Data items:

PR #2250, opened 2024-07-24
Feat: set language code on Littlepay overlay

### LINKED ISSUE #2195: Send user's current language code to Littlepay overlay
The Littlepay Hosted Card Tokenization overlay supports multiple languages. We can grab the user's current language and send it with the template context to use in the configuration of that overlay.

## Acceptance Criteria

- [ ] The Littlepay Hosted Card Tokenization overlay displays in English if the user is currently viewing Benefits in English
- [ ] The Littlepay Hosted Card Tokenization overlay displays in Spanish if the user is currently viewing Benefits in Spanish

## Additional context

[Littlepay docs on localization of the overlay](https://docs.littlepay.io/back-office/littlepay-hosted-card-tokenisation/#localising-language)

Note that Littlepay supports 2 dialects of Spanish:

| Code | Description |
| ------|-------------|
| `es` | Spanish |
| `es_419` | Spanish (Latin America) |

We should use the Latin America dialect as that is likely closer to our target population in California.

lalver1:
Closes #2195 

Given that the Littlepay Hosted Card Tokenization overlay supports multiple languages, this PR uses this feature to set the overlay's language to the user's language in Benefits.

Note that the Littlepay docs list `es_419` as the code for `Spanish (Latin America)`, but this seems to be a typo since the overlay did not work with this code, instead it does work with `es-419`.

## Steps for testing

Run through a complete flow until you get to the enrollment index page. Then, change languages in Benefits and close/open the overlay to see the overlay in the language that was selected in Benefits.

### DIFF
--- a/benefits/enrollment/views.py
+++ b/benefits/enrollment/views.py
@@ -186,6 +186,9 @@ def index(request):
         tokenize_system_error_form = forms.CardTokenizeFailForm(ROUTE_SYSTEM_ERROR, "form-card-tokenize-fail-system-error")
         tokenize_success_form = forms.CardTokenizeSuccessForm(auto_id=True, label_suffix="")
 
+        # mapping from Django's I18N LANGUAGE_CODE to Littlepay's overlay language code
+        overlay_language = {"en": "en", "es": "es-419"}.get(request.LANGUAGE_CODE, "en")
+
         context = {
             "forms": [tokenize_retry_form, tokenize_server_error_form, tokenize_system_error_form, tokenize_success_form],
             "cta_button": "tokenize_card",
@@ -197,6 +200,7 @@ def index(request):
             "form_server_error": tokenize_server_error_form.id,
             "form_success": tokenize_success_form.id,
             "form_system_error": tokenize_system_error_form.id,
+            "overlay_language": overlay_language,
         }
 
         logger.debug(f'card_tokenize_url: {context["card_tokenize_url"]}')
--- a/tests/pytest/enrollment/test_views.py
+++ b/tests/pytest/enrollment/test_views.py
@@ -249,6 +249,18 @@ def test_index_eligible_get(client, model_EligibilityType):
     assert "token_field" in response.context_data
     assert "form_retry" in response.context_data
     assert "form_success" in response.context_data
+    assert "overlay_language" in response.context_data
+
+
+@pytest.mark.django_db
+@pytest.mark.usefixtures("mocked_session_agency", "mocked_session_verifier", "mocked_session_eligibility")
+@pytest.mark.parametrize("LANGUAGE_CODE, overlay_language", [("en", "en"), ("es", "es-419"), ("unsupported", "en")])
+def test_index_eligible_get_changed_language(client, LANGUAGE_CODE, overlay_language):
+    path = reverse(ROUTE_INDEX)
+    client.post(reverse("set_language"), data={"language": LANGUAGE_CODE})
+    response = client.get(path)
+
+    assert response.context_data["overlay_language"] == overlay_language
 
 
 @pytest.mark.django_db
--- a/benefits/enrollment/templates/enrollment/index.html
+++ b/benefits/enrollment/templates/enrollment/index.html
@@ -67,7 +67,8 @@
                   element: '#{{ cta_button }}',
                   envUrl: '{{ card_tokenize_env }}',
                   options: {
-                      color: '#046b99'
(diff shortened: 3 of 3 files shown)


tests/pytest/enrollment/test_views.py
```diff
@@ -249,6 +249,17 @@ def test_index_eligible_get(client, model_EligibilityType):
...
     assert "form_success" in response.context_data
+    assert "overlay_language" in response.context_data
+
+
+@pytest.mark.django_db
+@pytest.mark.usefixtures("mocked_session_agency", "mocked_session_verifier", "mocked_session_eligibility")
+@pytest.mark.parametrize("LANGUAGE_CODE, overlay_language", [("en", "en"), ("es", "es-419")])
+def test_index_eligible_get_changed_language(client, LANGUAGE_CODE, overlay_language):
+    path = reverse(ROUTE_INDEX)
+    response = client.get(path, headers={"accept-language": LANGUAGE_CODE})
```
angela-tran, line 260: Nice, this works well!

This line made me curious about how Django handles setting and reading the current language, and I thought I'd share what I learned. 

The docs about [How Django discovers language preference](https://docs.djangoproject.com/en/5.0/topics/i18n/translation/#how-django-discovers-language-preference) lists out the various places that the current language could come from, in order of precedence:
 - the URL (doesn't apply to us because we're not using [`i18n_patterns`](https://docs.djangoproject.com/en/5.0/topics/i18n/translation/#how-django-discovers-language-preference) in our [root URLconf](https://github.com/cal-itp/benefits/blob/main/benefits/urls.py#L22))
 - the Django language cookie
 - the `Accept-Language` header sent by the browser
 - the global LANGUAGE_CODE setting

Our `lang-selector.html` template makes use of the built-in [`set_language` view](https://docs.djangoproject.com/en/5.0/topics/i18n/translation/#the-set-language-redirect-view) when the form is [submitted](https://github.com/cal-itp/benefits/blob/main/benefits/core/templates/core/includes/lang-selector.html#L14), so to set the language in a way similar to how a user would, I think we could replace this line with 
```
client.post(reverse("set_language"), data={"language": LANGUAGE_CODE})
response = client.get(path)
```

Either one is perfectly sufficient for the purpose of this test I think, so no change necessary

tests/pytest/enrollment/test_views.py
```diff
@@ -249,6 +249,17 @@ def test_index_eligible_get(client, model_EligibilityType):
     assert "token_field" in response.context_data
     assert "form_retry" in response.context_data
     assert "form_success" in response.context_data
+    assert "overlay_language" in response.context_data
+
+
+@pytest.mark.django_db
+@pytest.mark.usefixtures("mocked_session_agency", "mocked_session_verifier", "mocked_session_eligibility")
+@pytest.mark.parametrize("LANGUAGE_CODE, overlay_language", [("en", "en"), ("es", "es-419")])
```
thekaveman, line 257: We should add a case here for an unknown/unsupported language code.

thekaveman (changes requested):
Small request to tighten up the code a bit.

angela-tran (approved):
This looks great!

image

benefits/enrollment/views.py
```diff
@@ -186,6 +186,11 @@ def index(request):
         tokenize_system_error_form = forms.CardTokenizeFailForm(ROUTE_SYSTEM_ERROR, "form-card-tokenize-fail-system-error")
         tokenize_success_form = forms.CardTokenizeSuccessForm(auto_id=True, label_suffix="")
 
+        # mapping from Django's I18N LANGUAGE_CODE to Littlepay's overlay language code
+        overlay_language_codes = {"en": "en", "es": "es-419"}
+
+        overlay_language = overlay_language_codes[request.LANGUAGE_CODE]
```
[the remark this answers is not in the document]
lalver1: Ah good idea 👍

tests/pytest/enrollment/test_views.py
lalver1: Thanks @angela-tran ! This is good to know, and I like the idea that the test should follow as close as possible how the application is used so I think it's worth it that I make this change 👍

lalver1:
Thanks for the suggestions @thekaveman and @angela-tran , I think this one is ready for your re-review.

thekaveman (approved):
Looks good! Tested locally and it works great :+1:

angela-tran (approved):
🎉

## EXERCISE:
What you return should be the lines from the start of the data through the line with "of that overlay.", quoted exactly and nothing more.

## RESPONSE TO THE TASK:
PR #2250, opened 2024-07-24
Feat: set language code on Littlepay overlay

### LINKED ISSUE #2195: Send user's current language code to Littlepay overlay
The Littlepay Hosted Card Tokenization overlay supports multiple languages. We can grab the user's current language and send it with the template context to use in the configuration of that overlay.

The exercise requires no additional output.